The trial recruited patients aged 70 and over who had at least one first degree relative with Alzheimer's like dementia. NSAID use was excluded although antiplatelet doses of aspirin were permitted. Patients were then randomised to celecoxib, naproxen or matching placebos.
A composite endpoint including cardiovascular death, myocardial infarction, stroke, transient ischemic attack and heart failure was analysed and revealed a statistically significant increase in the number of events experienced in the naproxen arm of the study. At this point the study was terminated.
The study paper states "these results must be interpreted in the context of a trial that was stopped early, with small numbers of events that were not originally intended as specific outcomes".
An accompanying editorial is critical of the way the study was halted and states "the trial results cannot be reliably interpreted". As recently reported, the European Medicines Agency (EMEA) assessed the safety of all NSAIDS and concluded that a thrombotic risk could not be established for naproxen.

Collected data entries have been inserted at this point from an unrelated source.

PR #113, opened 2015-02-02
CH-1871 Refactoring the agent verification and making status change support in the unibar optional

katbailey:
The big refactoring here is moving the agent verification cache and the 'campaigns' js settings into acquia_lift module.


src/js/menu/acquia_lift.personalize.views.js
```diff
@@ -1182,10 +1182,12 @@
       if (!this.$el.hasClass('navbar-box')) {
         return;
       }
-      this.listenTo(this.collection, 'change:isActive', this.onActiveCampaignChange);
```
eshtadc, line 1185: So this approach still has events firing and listeners active, etc.

Instead I would add the following to top of the initialize:

``` javascript
if (!Drupal.settings.acquia_lift.allowStatusChange) {
  this.remove();
  return;
}
```

Then you can remove the changes in the render function because it is never called.

katbailey, line 1185: Yes, I really was fumbling around in that code :P This is much better - thanks!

Action: The results of this study are not compelling enough to challenge the findings of the EMEA assessment. As previously recommended, naproxen is a suitable second line choice, after ibuprofen, where NSAIDs are indicated.
The Lancet has recently published the results of the MEDAL study; an analysis of the cardiovascular safety of etoricoxib (Arcoxia®) in comparison to diclofenac.
The study recruited 34,701 patients (24,913 with osteoarthritis and 9,787 with rheumatoid arthritis) and treatment was provided for an average of 18 months. Thrombotic cardiovascular events occurred in 320 patients taking etoricoxib and 323 patients taking diclofenac. There was no statistical difference. Upper gastrointestinal clinical event rates were lower in the etoricoxib arm but there was no difference in the number of complicated events.
PharmaTimes have reported this trial with a headline of "Arcoxia as safe as diclofenac for heart effects".
As recently reported, the European Medicines Agency completed a review of the safety of non-steroidal anti-inflammatories (NSAID) and found that diclofenac carries a thrombotic risk. The study has already drawn criticism for this reason.
Low dose ibuprofen continues to be the first line choice when an NSAID is clinically appropriate. Second line options include naproxen and possibly diclofenac. In patients at risk of gastrointestinal events use lansoprazole or omeprazole to provide gastro-protection.
Action: Use of etoricoxib should be restricted to situations where alternative therapies, including paracetamol based analgesia and the NSAIDs specified above, have failed.